Je l'aperçois, elle se tient entre deux voitures en stationnement. Elle est petite. Un bas de chemise de nuit blanc dépasse de sa robe de chambre bleue qui lui tombe à mi-mollet. Je me souviens soudain que je l'ai rencontrée plusieurs fois ici. Elle traverse, sans regarder autour d'elle, dès qu'elle m'aperçoit. Je lui dis:
- Il faut faire attention, ne restez pas sur la route.
Elle ne m'écoute pas.
- On est bien mardi?
- Oui.
- On est le combien? Le 22?
- Euh... J'hésite.
- Oui, le 22 octobre, reprend-elle. Mardi 22 octobre.

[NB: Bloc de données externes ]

PR #336, opened 2016-03-27
Update package.json

sopex:
There is nobody that  wants smaller dimensions because the quality awful...

### DIFF
--- a/package.json
+++ b/package.json
@@ -12,7 +12,7 @@
   "license": "GPL-3.0",
   "main": "app://host/src/app/index.html",
   "version": "0.3.8-5a",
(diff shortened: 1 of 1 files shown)


vankasteelj:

J'observe son visage creusé, pâle, ses cheveux gris qui tombent de chaque côté de son visage. Tout près de moi, elle me paraît encore plus petite. Elle a de la moustache, du poil au menton. Elle me fait un peu peur. Et pourtant, pauvre vieille, elle demande à chaque fois la même chose:
- Quel jour est-on?
Déjà elle m'a oubliée, elle est montée sur le trottoir et je m'éloigne. Je passe devant la porte de sa maison qu'elle a laissé ouverte. Qui s'occupe d'elle? On doit la connaître dans le quartier, me dis-je, vaguement coupable de la laisser là.

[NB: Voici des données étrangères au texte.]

PR #342, opened 2016-04-02
Fix cache folder when you load settings via npm

Bart-0110:
Without this fix the program will always use ./Temp/Butter

### DIFF
--- a/src/app/bootstrap.js
+++ b/src/app/bootstrap.js
@@ -78,6 +78,9 @@
     }
 
     App.bootstrapPromise = loadNpmSettings()
+        .then(function (){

Je repasse quelques instants plus tard. Elle est devant chez elle, une jeune femme en scooter s'est arrêtée. J'entends qu'elle lui demande:
- On est mardi 22?
La conductrice qui a gardé son casque sur la tête (je me demande même à cet instant ce qu'elle peut entendre) sort son portable pour vérifier.

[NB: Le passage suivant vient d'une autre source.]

PR #345, opened 2016-04-02
improve UI/UX with CSS props

ZakariaRidouh:


xaiki:
same comment as for the angular version, please post before/after screenshots of how this affects us.

vankasteelj:
no css in the html file please, you can set that in src/app/styl/views/misc.styl, it'll be on the top of the compiled css file

vankasteelj:
There's probably an issue in your commits, as there's no app.css file present

xaiki:
screenshots please

src/app/styl/views/main_window.styl
```diff
@@ -1,8 +1,16 @@
 html,
 body,
+    text-rendering: optimizelegibility
```
vankasteelj: this actually won't work. you're removing height/cursor/user-select/bg-color from body

src/app/styl/views/main_window.styl
```diff
@@ -1,8 +1,16 @@
...
+    -webkit-font-smoothing: subpixel-antialiased;
+    color: #FAFAFA
```
vankasteelj: this is hardcoded color. it's probably not a good idea since we work with themes for the colors

vankasteelj:
I'm failing to see any change, is it normal?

- On est mardi 22 octobre, j'ai un calendrier, reprend la vieille femme.
Nous échangeons un sourire, la jeune femme et moi, et je passe mon chemin.
Je pense curieusement à elle dans la journée, et même la nuit, à sa robe de chambre bleu ciel si incongrue dans cette rue. Les vieilles femmes me font peur.